Dataset records
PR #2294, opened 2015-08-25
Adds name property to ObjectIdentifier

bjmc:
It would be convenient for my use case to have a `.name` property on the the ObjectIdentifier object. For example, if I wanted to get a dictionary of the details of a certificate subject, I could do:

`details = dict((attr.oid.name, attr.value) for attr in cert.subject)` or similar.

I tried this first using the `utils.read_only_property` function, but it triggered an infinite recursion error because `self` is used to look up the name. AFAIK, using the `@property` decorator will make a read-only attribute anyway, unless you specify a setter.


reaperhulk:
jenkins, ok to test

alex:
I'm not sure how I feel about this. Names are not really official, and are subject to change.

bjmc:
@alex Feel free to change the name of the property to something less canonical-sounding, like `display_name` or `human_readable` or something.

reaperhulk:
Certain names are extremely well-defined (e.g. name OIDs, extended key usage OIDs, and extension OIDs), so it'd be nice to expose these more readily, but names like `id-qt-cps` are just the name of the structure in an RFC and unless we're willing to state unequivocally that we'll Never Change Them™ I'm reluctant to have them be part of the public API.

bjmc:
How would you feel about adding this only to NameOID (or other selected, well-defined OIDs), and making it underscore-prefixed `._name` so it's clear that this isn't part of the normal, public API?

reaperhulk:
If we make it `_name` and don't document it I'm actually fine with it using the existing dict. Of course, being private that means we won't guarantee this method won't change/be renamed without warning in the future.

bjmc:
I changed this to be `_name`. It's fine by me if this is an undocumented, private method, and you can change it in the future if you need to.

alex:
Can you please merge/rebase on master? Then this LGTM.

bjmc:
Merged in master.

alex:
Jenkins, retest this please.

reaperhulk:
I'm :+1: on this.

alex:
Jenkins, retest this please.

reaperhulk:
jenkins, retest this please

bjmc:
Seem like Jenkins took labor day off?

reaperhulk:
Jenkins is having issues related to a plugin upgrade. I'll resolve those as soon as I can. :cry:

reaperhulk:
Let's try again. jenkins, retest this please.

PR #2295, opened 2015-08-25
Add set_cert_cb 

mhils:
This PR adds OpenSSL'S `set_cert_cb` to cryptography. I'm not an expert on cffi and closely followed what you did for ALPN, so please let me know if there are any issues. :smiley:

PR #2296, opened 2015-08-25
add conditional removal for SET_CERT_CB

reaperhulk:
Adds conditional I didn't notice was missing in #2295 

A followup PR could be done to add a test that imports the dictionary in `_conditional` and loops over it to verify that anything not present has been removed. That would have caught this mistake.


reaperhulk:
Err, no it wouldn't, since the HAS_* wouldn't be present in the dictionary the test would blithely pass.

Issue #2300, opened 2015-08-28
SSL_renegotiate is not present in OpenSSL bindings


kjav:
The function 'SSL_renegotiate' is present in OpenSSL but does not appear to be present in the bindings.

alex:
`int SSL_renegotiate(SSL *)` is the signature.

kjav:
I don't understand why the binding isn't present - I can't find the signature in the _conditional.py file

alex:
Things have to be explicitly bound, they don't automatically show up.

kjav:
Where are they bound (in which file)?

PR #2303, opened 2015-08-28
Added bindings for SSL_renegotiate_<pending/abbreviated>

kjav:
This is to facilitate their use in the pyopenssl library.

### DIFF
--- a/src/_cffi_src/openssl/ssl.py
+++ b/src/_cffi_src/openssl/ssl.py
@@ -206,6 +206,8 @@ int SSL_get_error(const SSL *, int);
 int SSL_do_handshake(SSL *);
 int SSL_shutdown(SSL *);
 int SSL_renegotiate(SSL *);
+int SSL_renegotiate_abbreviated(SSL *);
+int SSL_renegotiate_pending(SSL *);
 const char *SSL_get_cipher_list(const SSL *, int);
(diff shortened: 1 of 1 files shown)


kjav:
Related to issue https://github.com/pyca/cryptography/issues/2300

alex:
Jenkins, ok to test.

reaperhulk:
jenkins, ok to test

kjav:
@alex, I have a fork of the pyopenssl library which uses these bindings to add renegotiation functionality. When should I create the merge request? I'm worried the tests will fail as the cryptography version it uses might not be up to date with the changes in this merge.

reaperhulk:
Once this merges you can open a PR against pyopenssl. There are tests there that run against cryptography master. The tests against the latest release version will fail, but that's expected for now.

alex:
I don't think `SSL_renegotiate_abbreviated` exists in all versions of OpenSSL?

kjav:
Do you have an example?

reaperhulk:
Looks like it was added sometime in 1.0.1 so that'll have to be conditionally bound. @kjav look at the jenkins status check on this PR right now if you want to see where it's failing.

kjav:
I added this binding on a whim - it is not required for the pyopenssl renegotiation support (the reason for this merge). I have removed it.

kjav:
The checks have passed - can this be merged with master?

What is required
All entries must be given again exactly.

Output of the exercise
PR #2294, opened 2015-08-25
Adds name property to ObjectIdentifier

bjmc:
It would be convenient for my use case to have a `.name` property on the the ObjectIdentifier object. For example, if I wanted to get a dictionary of the details of a certificate subject, I could do:

`details = dict((attr.oid.name, attr.value) for attr in cert.subject)` or similar.

I tried this first using the `utils.read_only_property` function, but it triggered an infinite recursion error because `self` is used to look up the name. AFAIK, using the `@property` decorator will make a read-only attribute anyway, unless you specify a setter.


reaperhulk:
jenkins, ok to test

alex:
I'm not sure how I feel about this. Names are not really official, and are subject to change.

bjmc:
@alex Feel free to change the name of the property to something less canonical-sounding, like `display_name` or `human_readable` or something.

reaperhulk:
Certain names are extremely well-defined (e.g. name OIDs, extended key usage OIDs, and extension OIDs), so it'd be nice to expose these more readily, but names like `id-qt-cps` are just the name of the structure in an RFC and unless we're willing to state unequivocally that we'll Never Change Them™ I'm reluctant to have them be part of the public API.

bjmc:
How would you feel about adding this only to NameOID (or other selected, well-defined OIDs), and making it underscore-prefixed `._name` so it's clear that this isn't part of the normal, public API?

reaperhulk:
If we make it `_name` and don't document it I'm actually fine with it using the existing dict. Of course, being private that means we won't guarantee this method won't change/be renamed without warning in the future.

bjmc:
I changed this to be `_name`. It's fine by me if this is an undocumented, private method, and you can change it in the future if you need to.

alex:
Can you please merge/rebase on master? Then this LGTM.

bjmc:
Merged in master.

alex:
Jenkins, retest this please.

reaperhulk:
I'm :+1: on this.

alex:
Jenkins, retest this please.

reaperhulk:
jenkins, retest this please

bjmc:
Seem like Jenkins took labor day off?

reaperhulk:
Jenkins is having issues related to a plugin upgrade. I'll resolve those as soon as I can. :cry:

reaperhulk:
Let's try again. jenkins, retest this please.

PR #2295, opened 2015-08-25
Add set_cert_cb 

mhils:
This PR adds OpenSSL'S `set_cert_cb` to cryptography. I'm not an expert on cffi and closely followed what you did for ALPN, so please let me know if there are any issues. :smiley:

PR #2296, opened 2015-08-25
add conditional removal for SET_CERT_CB

reaperhulk:
Adds conditional I didn't notice was missing in #2295 

A followup PR could be done to add a test that imports the dictionary in `_conditional` and loops over it to verify that anything not present has been removed. That would have caught this mistake.


reaperhulk:
Err, no it wouldn't, since the HAS_* wouldn't be present in the dictionary the test would blithely pass.

Issue #2300, opened 2015-08-28
SSL_renegotiate is not present in OpenSSL bindings


kjav:
The function 'SSL_renegotiate' is present in OpenSSL but does not appear to be present in the bindings.

alex:
`int SSL_renegotiate(SSL *)` is the signature.

kjav:
I don't understand why the binding isn't present - I can't find the signature in the _conditional.py file

alex:
Things have to be explicitly bound, they don't automatically show up.

kjav:
Where are they bound (in which file)?

PR #2303, opened 2015-08-28
Added bindings for SSL_renegotiate_<pending/abbreviated>

kjav:
This is to facilitate their use in the pyopenssl library.

### DIFF
--- a/src/_cffi_src/openssl/ssl.py
+++ b/src/_cffi_src/openssl/ssl.py
@@ -206,6 +206,8 @@ int SSL_get_error(const SSL *, int);
 int SSL_do_handshake(SSL *);
 int SSL_shutdown(SSL *);
 int SSL_renegotiate(SSL *);
+int SSL_renegotiate_abbreviated(SSL *);
+int SSL_renegotiate_pending(SSL *);
 const char *SSL_get_cipher_list(const SSL *, int);
(diff shortened: 1 of 1 files shown)


kjav:
Related to issue https://github.com/pyca/cryptography/issues/2300

alex:
Jenkins, ok to test.

reaperhulk:
jenkins, ok to test

kjav:
@alex, I have a fork of the pyopenssl library which uses these bindings to add renegotiation functionality. When should I create the merge request? I'm worried the tests will fail as the cryptography version it uses might not be up to date with the changes in this merge.

reaperhulk:
Once this merges you can open a PR against pyopenssl. There are tests there that run against cryptography master. The tests against the latest release version will fail, but that's expected for now.

alex:
I don't think `SSL_renegotiate_abbreviated` exists in all versions of OpenSSL?

kjav:
Do you have an example?

reaperhulk:
Looks like it was added sometime in 1.0.1 so that'll have to be conditionally bound. @kjav look at the jenkins status check on this PR right now if you want to see where it's failing.

kjav:
I added this binding on a whim - it is not required for the pyopenssl renegotiation support (the reason for this merge). I have removed it.

kjav:
The checks have passed - can this be merged with master?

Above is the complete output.